STAG Stock Analysis — STAG Industrial
Sector: REITs
AI Verdict
STAG trades at 37.1x next year's earnings despite shrinking profits, so you're paying a premium the numbers don't yet support unless their secondary-market moat delivers a surprise turnaround.
Competitive Moat
STAG Industrial owns and operates a diversified portfolio of single-tenant industrial properties, with a focus on secondary markets where competition is less intense and tenant relationships are sticky.
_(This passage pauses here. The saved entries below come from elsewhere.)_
PR #435, opened 2021-12-22
Correct wording of spells containing "Fate"

MikkelPaulson:
## What does this do?

In response to user feedback on initiative.sh, corrected the wording of the Legend Lore spells. A cursory check revealed a number of other spells, all containing the word "fate", with strange deviations from the SRD. They read like someone was attempting to translate from another language.

Full list of affected spells:

* Glyph of Warding
* Legend Lore
* Mirror Image
* Spike Growth
* Zone of Truth

Also removed non-ASCII characters from Control Weather and Earthquake,
for consistency's sake ("×" => "x").

## How was it tested?

Rebuilt and tested app with updated data.

No.

N/A

really-mom-i-put-sun-screen-on-already

### DIFF
--- a/src/5e-SRD-Spells.json
+++ b/src/5e-SRD-Spells.json
@@ -3151,7 +3151,7 @@
     "name": "Control Weather",
     "desc": [
       "You take control of the weather within 5 miles of you for the duration. You must be outdoors to cast this spell. Moving to a place where you don't have a clear path to the sky ends the spell early.",
-      "When you cast the spell, you change the current weather conditions, which are determined by the DM based on the climate and season. You can change precipitation, temperature, and wind. It takes 1d4 × 10 minutes for the new conditions to take effect. Once they do so, you can change the conditions again. When the spell ends, the weather gradually returns to normal.",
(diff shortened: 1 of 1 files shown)


bagelbits (approved):
LGTM!

ogregoire:
I disagree with the change from `×` to `x`: the SRD uses the first and not the latter. See "Control Weather" on page 131 of the SRD for proof.

The SRD doesn't bother with being ASCII-compliant, so why should we?

bagelbits:
@ogregoire I could swear that we've been moving away from non-ASCII for a while now.

Granted, if we ever fully support localization, that might not make any sense anymore.

MikkelPaulson:
Those two uses of "×" were the only matches in the file for /[^\x00-\x7f]/. All other cases (if there are any) were already "x".

The SRD also uses ‘curly quotes’, which is why I went looking for non-ASCII characters in the first place. (I copy-pasted the correct descriptions out of the PDF and reformatted as necessary.)

I don't have a strong opinion either way, but if you want to unify behind ASCII characters or especially if you want to unify behind non-ASCII punctuation, that should be enforced by tests.

ogregoire:
Unicode allows us to change curly quotes into straight ones. The multiplication sign into an 'x' isn't.

bagelbits:
@ogregoire I'm going with us using non-ASCII where it makes sense as long as we're consistent.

Their scale in this niche gives them bargaining power and operational efficiency that smaller landlords can't match.
Summary
STAG stands out for its focus on single-tenant industrial properties in overlooked markets, offering exposure to logistics real estate.
Where It Stands
STAG trades at 37.1x next year's earnings, far above the REIT sector norm, while analysts expect EPS to drop by 26.5%.
Key Metrics
- Trailing P/E: 27.2x
- Forward P/E: 37.1x
- Earnings Growth: -0.3%
- Revenue Growth: +0.1%
- Dividend Yield: 0.04%
- 52-Week High: $39.99
- 52-Week Low: $33.19
Analyst Consensus
8 Buy · 8 Hold · 1 Sell (17 analysts)
Bull Case
Trailing revenue growth of 10.1% shows the portfolio is expanding faster than many peers.
Bear Case
With a forward P/E of 37.1x and expected EPS contraction of 26.5%, even a modest P/E reset to the REIT median could mean a 40%+ valuation hit.
Catalyst to Watch
Watch for quarterly earnings updates—if EPS stabilizes or beats the -26.5% expectation, the valuation premium could hold.